2003S


Final Exam

I. Identification/Definition and Articulation

II. Essay Questions (Choose 3; one answered orally with your group in class. 25% + 25% +20%)

A. Subjectivity
1. How does a baby develop its sexuality and desire according to Freud? And how does Lacan modify Freud's view?

2. Contemporary critical theories no longer view human subjects as autonomous and unified as liberal humanism does. Pick up one theory to analyze its views of human subject and then relate it to one literary or cultural example.

B. Language and Society
3. A child's entry into society, for Lacan, entry into "the Symbolic Order." Please use either Roland Barthes' semiotics or Michel Foucault to explain why and how we enter society and get controlled by it through languages.

4. How does Marx analyze capitalism, its commodification and its relations of production?
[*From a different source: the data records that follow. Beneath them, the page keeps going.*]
PR #1844, opened 2025-10-30
[improvement] : fix logging for controllers

rahulait:
This PR improves the error logging for various controllers. Changes include:
1. Changing `r.Log.V(consts.LogLevelDebug).Error` to `r.log.Error` as logr doesn't have verbosity levels for Error messages. Error messages are always logged. https://pkg.go.dev/github.com/go-logr/logr#hdr-Verbosity
2. Logging entire error object instead of just the message so that other relevant info also gets logged.
3. Used `%w` instead of `%v` when doing error wrapping so that entire error object gets wrapped and any helper functions like `apierrors.IsNotFound(err)` can look into wrapped error as well to identify the error correctly. Previously, since `%v` was used, these helper functions would have failed to correctly identify the wrapped error.
4. Changed `return ctrl.Result{RequeueAfter: time.Second * 5}, statusError` to `return ctrl.Result{}, statusError` as the fixed retry interval gets ignored if returned error is not nil. https://pkg.go.dev/sigs.k8s.io/controller-runtime@v0.22.3/pkg/reconcile#TypedReconciler

### DIFF
--- a/controllers/clusterpolicy_controller.go
+++ b/controllers/clusterpolicy_controller.go
@@ -41,8 +41,6 @@ import (
 	"sigs.k8s.io/controller-runtime/pkg/reconcile"
 	"sigs.k8s.io/controller-runtime/pkg/source"
 
-	"github.com/NVIDIA/k8s-operator-libs/pkg/consts"
-
 	gpuv1 "github.com/NVIDIA/gpu-operator/api/nvidia/v1"
 	"github.com/NVIDIA/gpu-operator/internal/conditions"
 )
@@ -97,11 +95,9 @@ func (r *ClusterPolicyReconciler) Reconcile(ctx context.Context, req ctrl.Reques
 
 	// Fetch the ClusterPolicy instance
 	instance := &gpuv1.ClusterPolicy{}
-	var condErr error
-	err := r.Get(ctx, req.NamespacedName, instance)
-	if err != nil {
-		err = fmt.Errorf("failed to get ClusterPolicy object: %v", err)
-		r.Log.Error(nil, err.Error())
+	if err := r.Get(ctx, req.NamespacedName, instance); err != nil {
+		err = fmt.Errorf("failed to get ClusterPolicy object: %w", err)
+		r.Log.Error(err, "unable to fetch ClusterPolicy")
 		clusterPolicyCtrl.operatorMetrics.reconciliationStatus.Set(reconciliationStatusClusterPolicyUnavailable)
 		if apierrors.IsNotFound(err) {
 			// Request object not found, could have been deleted after reconcile request.
@@ -110,9 +106,8 @@ func (r *ClusterPolicyReconciler) Reconcile(ctx context.Context, req ctrl.Reques
 			return reconcile.Result{}, nil
 		}
 		// Error reading the object - requeue the request.
-		condErr = r.conditionUpdater.SetConditionsError(ctx, instance, conditions.ReconcileFailed, err.Error())
-		if condErr != nil {
-			r.Log.V(consts.LogLevelDebug).Error(nil, condErr.Error())
+		if condErr := r.conditionUpdater.SetConditionsError(ctx, instance, conditions.ReconcileFailed, err.Error()); condErr != nil {
+			r.Log.Error(condErr, "failed to set condition")
 		}
 		return reconcile.Result{}, err
 	}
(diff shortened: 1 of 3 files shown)


controllers/clusterpolicy_controller.go
```diff
@@ -123,16 +118,13 @@ func (r *ClusterPolicyReconciler) Reconcile(ctx context.Context, req ctrl.Reques
 		instance.SetStatus(gpuv1.Ignored, clusterPolicyCtrl.operatorNamespace)
 		// do not change `clusterPolicyCtrl.operatorMetrics.reconciliationStatus` here,
 		// spurious reconciliation
-		return ctrl.Result{}, err
+		return ctrl.Result{}, nil
```
cdesiniotis, line 121: Can you describe the rationale for this change?

controllers/nvidiadriver_controller.go
```diff
@@ -79,47 +80,41 @@ func (r *NVIDIADriverReconciler) Reconcile(ctx context.Context, req ctrl.Request
...
 
 	// Get the singleton NVIDIA ClusterPolicy object in the cluster.
 	clusterPolicyList := &gpuv1.ClusterPolicyList{}
-	err = r.List(ctx, clusterPolicyList)
-	if err != nil {
-		err = fmt.Errorf("error getting ClusterPolicy list: %v", err)
-		logger.V(consts.LogLevelError).Error(nil, err.Error())
+	if err := r.List(ctx, clusterPolicyList); err != nil {
+		err = fmt.Errorf("error getting ClusterPolicy list: %w", err)
+		logger.Error(err, "error getting ClusterPolicy list")
```
cdesiniotis: Did you mean
```suggestion
		wrappedError := fmt.Errorf("error getting ClusterPolicy list: %w", err)
		logger.Error(err, "error getting ClusterPolicy list")
```
to align with the similar code block from above?

controllers/nvidiadriver_controller.go
```diff
@@ -79,47 +80,41 @@ func (r *NVIDIADriverReconciler) Reconcile(ctx context.Context, req ctrl.Request
...
 		}
-		return reconcile.Result{}, fmt.Errorf("error getting ClusterPolicyList: %v", err)
+		return reconcile.Result{}, err
 	}
 
 	if len(clusterPolicyList.Items) == 0 {
-		err = fmt.Errorf("no ClusterPolicy object found in the cluster")
-		logger.V(consts.LogLevelError).Error(nil, err.Error())
+		err := fmt.Errorf("no ClusterPolicy object found in the cluster")
+		logger.Error(err, "no ClusterPolicy object found in the cluster")
```
cdesiniotis: Question: What will get printed here? I assume our message will be printed twice?

controllers/clusterpolicy_controller.go
rahulait: Yeah, this code was like:
```
var err error
<some steps>
if err != nil {
    do something
}

if somecheck {
    return ctrl.Result{}, err
}
```

So, err was always nil when it reached this part of code. Hence, just changed it to nil and also the scope of err variable is now limited with the changes, so its not available here.

controllers/upgrade_controller.go
```diff
@@ -218,7 +218,7 @@ func (r *UpgradeReconciler) removeNodeUpgradeStateLabels(ctx context.Context) er
 			delete(node.Labels, upgradeStateLabel)
 			err = r.Update(ctx, node)
 			if err != nil {
-				r.Log.V(consts.LogLevelError).Error(
+				r.Log.Error(
```
cdesiniotis: nit: can we update this to just be one line?

controllers/clusterpolicy_controller.go
cdesiniotis: Ack, thank you for the explanation.

controllers/nvidiadriver_controller.go
rahulait: Yes, msg and error keys will have the same message. I updated it now to have different values. Here is what it will log now:
```
{"level":"error","ts":1762442249.3265705,"msg":"failed to get ClusterPolicy object","controller":"nvidia-driver-controller","object":{"name":"test1"},"namespace":"","name":"test1","reconcileID":"c1345edc-ac0c-4417-841f-d71f101c5071","error":"no ClusterPolicy object found in the cluster"}
{"level":"error","ts":1762442249.3296852,"msg":"Reconciler error","controller":"nvidia-driver-controller","object":{"name":"test1"},"namespace":"","name":"test1","reconcileID":"c1345edc-ac0c-4417-841f-d71f101c5071","error":"no ClusterPolicy object found in the cluster"}
```

controllers/nvidiadriver_controller.go
rahulait: Yeah, we can do that here as well. Updated the code.

controllers/upgrade_controller.go
rahulait: updated.

tariq1890 (approved):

Use either a cultural or literary text(s) to illustrate your points.

5. How does the idea of "control by consent" apply to both Althusser's theory of ideology and Gramscian hegemony? Give one example to show how this works.

C. Literature, Consumer Culture and Ways of Reception
6. How does Freud and Marx explain fetishism respectively? Give two examples (one each) to illustrate their points.

7. So far you have been exposed to different ways of reading, reception or consumption. Choose a text (literary or cultural) and give two readings (or ways of consuming) it.

8. In class we 'touched on' several examples of Taiwan's cultural phenomena (e.g. clothing fashion, collection of Hello Kitty, positions of foreign laborers, Taiwanese' faddism, Taiwanese interest in others' cultures). Pick up one and provide two examples (texts) to analyze and comment on.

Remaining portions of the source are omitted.